WHAT TO DO: Write out each line of the entries exactly, starting at the first and finishing with the line that contains "--- a/src/mainboard/protectli/vault_ehl/bootblock.c".

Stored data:

PR #894, opened 2026-05-19
mb/protectli/vault_ehl: Enable RST1 button signal GPIO input

philipanda:
The button sits on a multi-function pin of the IT8613E. Enabled the chip's GPIO block in devicetree.cb, muxed the pin to GP12 (away from PCIRST1#), and turned on its internal pull-up to make the signal go back to 1 after the button is released.

### DIFF
--- a/src/mainboard/protectli/vault_ehl/bootblock.c
+++ b/src/mainboard/protectli/vault_ehl/bootblock.c
@@ -4,16 +4,32 @@
 #include <bootblock_common.h>
 #include <superio/ite/common/ite.h>
 #include <superio/ite/it8613e/it8613e.h>
+#include <device/pnp_ops.h>
+#include <superio/ite/common/ite_gpio.h>
+
 
 #define GPIO_DEV PNP_DEV(0x2e, IT8613E_GPIO)
 #define UART_DEV PNP_DEV(0x2e, IT8613E_SP1)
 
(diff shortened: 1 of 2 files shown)


philipanda:
Test: Release, Press, Release, Press:
```console
root@DasharoToolsSuite:~# dd if=/dev/port bs=1 skip=$((0xa00)) count=1 2>/dev/null | hexdump
0000000 0004                                   
0000001
root@DasharoToolsSuite:~# dd if=/dev/port bs=1 skip=$((0xa00)) count=1 2>/dev/null | hexdump
0000000 0000                                   
0000001
root@DasharoToolsSuite:~# dd if=/dev/port bs=1 skip=$((0xa00)) count=1 2>/dev/null | hexdump
0000000 0004                                   
0000001
root@DasharoToolsSuite:~# dd if=/dev/port bs=1 skip=$((0xa00)) count=1 2>/dev/null | hexdump
0000000 0000                                   
0000001
root@DasharoToolsSuite:~# 
```

Also works on zarhus-openwrt with https://github.com/zarhus/protectli-openwrt-factory-reset-service. The service requires a change to disable the path where it returns 1 for VP2420 as unsupported. Holding down the `RST1` button for ~10s causes a reboot.

philipanda:
@mkopec restored

mkopec (approved):
Looks fine to me.

PR #895, opened 2026-05-19
mb/protectli/vault_ehl: Enable RST1 button signal GPIO input

philipanda:
The button sits on a multi-function pin of the IT8613E. Enabled the chip's GPIO block in devicetree.cb, muxed the pin to GP12 (away from PCIRST1#), and turned on its internal pull-up to make the signal go back to 1 after the button is released.


mkopec (approved):
LGTM

PR #900, opened 2026-05-21
configs/config.protectli_vp2430_no_emmc:  config variant without eMMC

wiktormowinski:
Adds ENABLE_EMMC option (default y) to support VP2430e, a hardware variant without eMMC. SMBIOS product name gets an "e" suffix when the option is disabled.

`ScsEmmcEnabled` is set by `soc_silicon_init_params()` via `is_devfn_enabled(PCH_DEVFN_EMMC)` before `mainboard_silicon_init_params()` is called, so overriding it directly in FSP UPD at the end of `mainboard_silicon_init_params()` is sufficient.

`pcidev_path_on_root(PCH_DEVFN_EMMC)->enabled` is also cleared to prevent the device from appearing in ACPI tables.


philipanda (approved):

philipanda:
Seems the tag `protectli_vp2430_v0.9.1-rc1` was not updated after the force pushes

philipanda (approved):
tag fixed for rc2

PR #916, opened 2026-06-14
Drtm payload

hanetzer:
Not ready for merge. Just getting it out there for discussion reasons.


SergiiDmytruk:
You actually want to rebase onto `dasharo-25.12` (shouldn't be much effort).  I think `dasharo` is based on coreboot 24.12.  `dasharo-25.12` is also closer to upstream which should get the patches later.

src/soc/amd/common/skl/skinit.c
```diff
@@ -0,0 +1,120 @@
...
+#include <slrt/slrt.h>
+
+#include <lib.h>
+
+static uintptr_t payload_start, payload_size;
+
+/* For SELF, prog->start and prog->size are not set so obtain it differently. */
+void platform_segment_loaded(uintptr_t start, size_t size, int flags)
+{
+	/* FIXME: need to differentiate between payload and other loaded segments */
```
SergiiDmytruk, line 18: Add another flag like `SEG_ELF` in `rmodule_load()`?  Or maybe can make `prog->start` and `prog->size` be set and get rid of this function?

src/soc/amd/common/skl/skinit.c
```diff
@@ -0,0 +1,120 @@
...
+#include <stdlib.h>
+#include <security/tpm/tis.h>
+#include <cpu/amd/msr.h>
+#include <slrt/slrt.h>
+
+#include <lib.h>
+
+static uintptr_t payload_start, payload_size;
+
+/* For SELF, prog->start and prog->size are not set so obtain it differently. */
```
SergiiDmytruk, line 15:
```suggestion
/* For CBFS_TYPE_SELF (Simple ELF), prog->start and prog->size are not set so obtain it differently. */
```

src/soc/amd/common/skl/skinit.c
```diff
@@ -0,0 +1,120 @@
...
+	struct slr_table *slrt;
+	struct slr_entry_dl_info *dl_info;
+	struct slr_entry_amd_info *amd_info;
+	struct slr_entry_hdr *end;
+
+	/*
+	 * Check if we're on 32b platform.
+	 * TODO: add support for 64b?
+	 */
+	assert(sizeof(skl) == 4);
```
SergiiDmytruk, line 58: Since it's not needed yet, can replace this with `_Static_assert()` if the code makes assumptions about 32 bits.  Otherwise, can be removed, `Kconfig` constraints should be enough.

src/soc/amd/common/skl/Kconfig
```diff
@@ -0,0 +1,9 @@
+# SPDX-License-Identifier: GPL-2.0-only
+
+config LAUNCH_DRTM_PAYLOAD
+	bool "Launch DRTM payload before the real one"
+	default n
+	depends on MEMORY_MAPPED_TPM
```
SergiiDmytruk, line 6: Should also depend on `ARCH_RAMSTAGE_X86_32`.

The implementation is only for AMD at this point, but not sure how to check for it reliably.

src/soc/amd/common/skl/skinit.c
```diff
@@ -0,0 +1,120 @@
...
+	slrt->size = 16;
+	slrt->max_size = 0;
+
+	dl_info = (struct slr_entry_dl_info *)(skl + bootloader_data_offset + 16); // TODO: Do Smarter
+	dl_info->hdr.tag = SLR_ENTRY_DL_INFO;
+	dl_info->hdr.size = sizeof(struct slr_entry_dl_info);
+	dl_info->dlme_base = payload_start;
+	dl_info->dlme_size = payload_size;
+	dl_info->dlme_entry = (uint32_t)prog->entry;
+	dl_info->bl_context.bootloader = SLR_BOOTLOADER_GRUB; // TODO: BOOTLOADER_COREBOOT?
```
SergiiDmytruk, line 90: I suppose worth adding an ID to avoid funny-looking code, although I don't remember it being utilized beyond simple checks.

src/soc/amd/common/skl/skinit.c
```diff
@@ -0,0 +1,120 @@
...
+
+	memset(slrt, 0, 64*KiB - (skl - (void *)slrt));
+
+	slrt->magic = 0x4452544d;
+	slrt->revision = 0x1;
+	slrt->architecture = 0x2;
+	slrt->size = 16;
+	slrt->max_size = 0;
+
+	dl_info = (struct slr_entry_dl_info *)(skl + bootloader_data_offset + 16); // TODO: Do Smarter
```
SergiiDmytruk, line 84:
```suggestion
	dl_info = (struct slr_entry_dl_info *)slrt->entries;
```

src/soc/amd/common/skl/skinit.c
```diff
@@ -0,0 +1,120 @@
...
+	amd_info->hdr.tag = SLR_ENTRY_AMD_INFO;
+	amd_info->hdr.size = sizeof(*amd_info);
+	slrt->size += amd_info->hdr.size;
+
+	end = next_tag(amd_info);
+	end->tag = SLR_ENTRY_END;
+	end->size = sizeof(struct slr_entry_hdr);
+	slrt->size += end->size;
+
+	/* TODO: DRTM TPM event log and SKL hash(es) */
```
SergiiDmytruk, line 103: This is about adding `SLR_ENTRY_LOG_INFO` and `SLR_ENTRY_ENTRY_POLICY`.  GRUB's sources in https://github.com/TrenchBoot/grub/tree/tb-dev/grub-core/loader/slaunch can be used as an example for such things.

src/soc/amd/common/skl/Kconfig
hanetzer: As it currently stands, because its in the amd/common dir, it seems its only reachable if SOC_AMD_COMMON is set. That being said, would you consider this location to be fine for now?

src/soc/amd/common/skl/skinit.c
hanetzer: I'm not sure how much this actually does for us. we're including the binary file, not an elf, payload type raw.

src/soc/amd/common/skl/Kconfig
SergiiDmytruk: Yes, we can find a better place later and update commits as necessary.

src/soc/amd/common/skl/skinit.c
SergiiDmytruk: SKL blob isn't a payload, EDK is coreboot's payload and simultaneously a DLME for DRTM.  `build/UEFIPAYLOAD.fd` isn't actually of ELF type but that's the type it somehow gets in CBFS:
```
FMAP REGION: COREBOOT
Name                           Offset     Type           Size   Comp
cbfs_master_header             0x0        cbfs header        32 none
fallback/payload               0x80       simple elf    1377908 none
...
```

src/soc/amd/common/skl/skinit.c
hanetzer: some questions about that. most of this seems to be coming from a slparams struct, like the tpm event log. this seems to be at an arbitrary memory location, is that correct? Also, some of the data that's measured seem to be coming directly from grub's linux cmdline, which doesn't exist at this point in bootup with the coreboot->drtm flow, should I just avoid these entries for now?

src/soc/amd/common/skl/skinit.c
hanetzer: Derp. yeah I should have known that, but I've not touched c in any meaningful way since the x370 port.

src/soc/amd/common/skl/skinit.c
hanetzer: pushed this suggestion back into the commit the comment existed in, no need for churn I think.

src/soc/amd/common/skl/skinit.c
hanetzer: I just mean we're literally taking the binary skl.bin and shoving it in as a raw file, the elf is never touched aside from being used to produce the bin.

src/soc/amd/common/skl/skinit.c
hanetzer: Done

src/soc/amd/common/skl/skinit.c
SergiiDmytruk: SKL is a different kind of payload and that's probably what confuses you.  In TCG's terminology it's called DCE (DRTM Configuration Environment), maybe this abbreviation should be used for the file name.

`platform_segment_loaded()` is not invoked in response to `cbfs_load()`, it's invoked earlier when `fallback/payload` is being loaded before `platform_prog_run()` is called.  The control-flow is defined by these functions of the state machine: https://github.com/Dasharo/coreboot/blob/1617d9eaacc02944bdd27310a8d39ff84e81701e/src/lib/hardwaremain.c#L192-L208

`payload_load()` prepares `global_payload` and `payload_run()` indirectly invokes `platform_prog_run()` in this file with a pointer to `global_payload`, see: https://github.com/Dasharo/coreboot/blob/1617d9eaacc02944bdd27310a8d39ff84e81701e/src/lib/prog_loaders.c#L150-L208

src/soc/amd/common/skl/skinit.c
SergiiDmytruk: > most of this seems to be coming from a slparams struct, like the tpm event log.

Yes, slparams struct is a global state which gets updated and accessed from different places.  It can be filled differently depending on how things are loaded (i.e., MultiBoot, Linux boot or EFI boot and whether it's Intel or AMD).

> this seems to be at an arbitrary memory location, is that correct?

I think so.  Allocating memory using cbmem should work and will take care of reserving the memory from the use by EDK or OS.

> Also, some of the data that's measured seem to be coming directly from grub's linux cmdline, which doesn't exist at this point in bootup with the coreboot->drtm flow, should I just avoid these entries for now?

The set of things to measure depends on what gets started and what data it consumes, so Linux params are not in scope when DRTM is done in firmware.  In case of EDK, that's things like ACPI, SMBIOS and at least coreboot table in CBMEM.  Some of CBMEM will change each boot and can't be added, pointers changing values in otherwise stable data can also be a problem, can try with a few first (`cbmem_entry_find(CBMEM_ID_CBTABLE)` and the same for `CBMEM_ID_ACPI` and `CBMEM_ID_SMBIOS`).  Will likely need a list of CBMEM entries that are stable between boots, but the exact set is yet to be determined, so only need generic implementation for now.

PR #872, opened 2016-04-07
Generalize extended fields

masatake:
Don't merge this. This is just a prototype.

@pragmaware, based on your code(https://github.com/universal-ctags/ctags/pull/857/commits/552bdbcdce8ba6ccdf849d97bc5ef8f0621e827a), I made this patch set.

See  "sectionMarker" in  fdea608. Your idea is integrated to the main part. So the newly defined field
can be listed with `--list-fields` and be enabled/disabled with `--fields=[+|-]`. This is the biggest improvment
of my side. A field can be defined in a parser side. This is a critical idea of yours.

fdea608 is an example which shows you the way to define a field in your parser. A bit ugly, but it works.

This patch set still uses a letter for representing a field.  However, many of letters are  already used.
The letters will run out soon because the name space of letters are global, common between parsers.
However, I can solve the issue later.

Instead of 'custom field' I introduce a new term "parser field'. 
Currently for turning on sectionMarker field, `--fields=+M` is used. My plan is that `--fields=+{reStructuredText/sectionMaker}` can be used. You may say too, long. However, I think having per parser name space is better.

Basically I assume people may use wild card: `--fields=*`.


pragmaware:
Yep, something like this might work. I also like the idea of long names for fields.

Not sure if having field values of different types is really useful. They are all converted into strings for printing after all... so having just a plain const char * pointer might avoid the need for specialized "render" and "copy" functions.

masatake:
Updated.

I decide to allow only long name for parser fields because the name space of short name(letter) is so limited.
As suggested by @pragmaware, a C string is assumed as a value for parser fields. We can extend it later if we need.

TODO:

1. Make --xformat option accept the long name, and
2. Think about prefixing the name of owner language to the long name.

```
-       sectionMarker   off     TRUE     character used for declaring section
```

This can be
```
-       reStructuredText.sectionMarker   off     TRUE     character used for declaring section
```

masatake:
Now `--_xformat` works well with long name.

The last issue is handling multiple languages.

If language A and B define a field having the same name F, what we should do?
I have to handle this case.

masatake:
The most of all things I want about this topic are implemented.

TODO:
More test cases and documentation is needed. 
RenderAsIS can be removed.

pragmaware:
Go for it! :)

masatake:
(Before working on #882, I will finish this first.)

pragmaware:
Can we merge this? I'd like to do some work this weekend :)

masatake:
Sorry to be late:

After passing the testing on CI, I will merge these.

TODO:

* document (news.rst:must, internal.rst:optional),
* test case especially the case more than one parser have a field of the same name (e.g. C and C++),
* pseudo tags field output
* test case for rst and maven2

masatake:
See the  		b3c17a3.  It tells the usage of interface I introduced.

pragmaware:
Great!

OUTPUT OF THE EXERCISE:
PR #894, opened 2026-05-19
mb/protectli/vault_ehl: Enable RST1 button signal GPIO input

philipanda:
The button sits on a multi-function pin of the IT8613E. Enabled the chip's GPIO block in devicetree.cb, muxed the pin to GP12 (away from PCIRST1#), and turned on its internal pull-up to make the signal go back to 1 after the button is released.

### DIFF
--- a/src/mainboard/protectli/vault_ehl/bootblock.c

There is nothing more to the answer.